┌─ PROVIDED DATA

PR #125, opened 2025-03-23
feat(util_libs): tolerate anyhow errors, host/workload schema schemas

steveej:
* the macro now tolerates results that declare anyhow::Error for NATS
  consumer functions
* host and workload schema changes

extracted from #100

### DIFF
--- a/rust/util_libs/db/src/schemas.rs
+++ b/rust/util_libs/db/src/schemas.rs
@@ -13,14 +13,14 @@ use crate::mongodb::MutMetadata;
 /// use mongodb::Client;
 ///
 /// // Work with collections using the defined schemas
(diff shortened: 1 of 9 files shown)


rust/util_libs/db/src/schemas.rs
```diff
@@ -254,8 +254,6 @@ pub struct Host {
     pub metadata: Metadata,
     /// Unique identifier for the device
     pub device_id: String,
-    /// IP address of the host
-    pub ip_address: String,
```
steveej, line 258: @JettTech i'm not sure whether this removal is the most recent intention. it's reintroduced in #100 just in case we merge this one (#125) as is.

JettTech (approved):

└─

ABOUT THIS EXERCISE.
Every line of the listing should be printed again exactly.

EXERCISE ANSWER.
PR #125, opened 2025-03-23
feat(util_libs): tolerate anyhow errors, host/workload schema schemas

steveej:
* the macro now tolerates results that declare anyhow::Error for NATS
  consumer functions
* host and workload schema changes

extracted from #100

### DIFF
--- a/rust/util_libs/db/src/schemas.rs
+++ b/rust/util_libs/db/src/schemas.rs
@@ -13,14 +13,14 @@ use crate::mongodb::MutMetadata;
 /// use mongodb::Client;
 ///
 /// // Work with collections using the defined schemas
(diff shortened: 1 of 9 files shown)


rust/util_libs/db/src/schemas.rs
```diff
@@ -254,8 +254,6 @@ pub struct Host {
     pub metadata: Metadata,
     /// Unique identifier for the device
     pub device_id: String,
-    /// IP address of the host
-    pub ip_address: String,
```
steveej, line 258: @JettTech i'm not sure whether this removal is the most recent intention. it's reintroduced in #100 just in case we merge this one (#125) as is.

JettTech (approved):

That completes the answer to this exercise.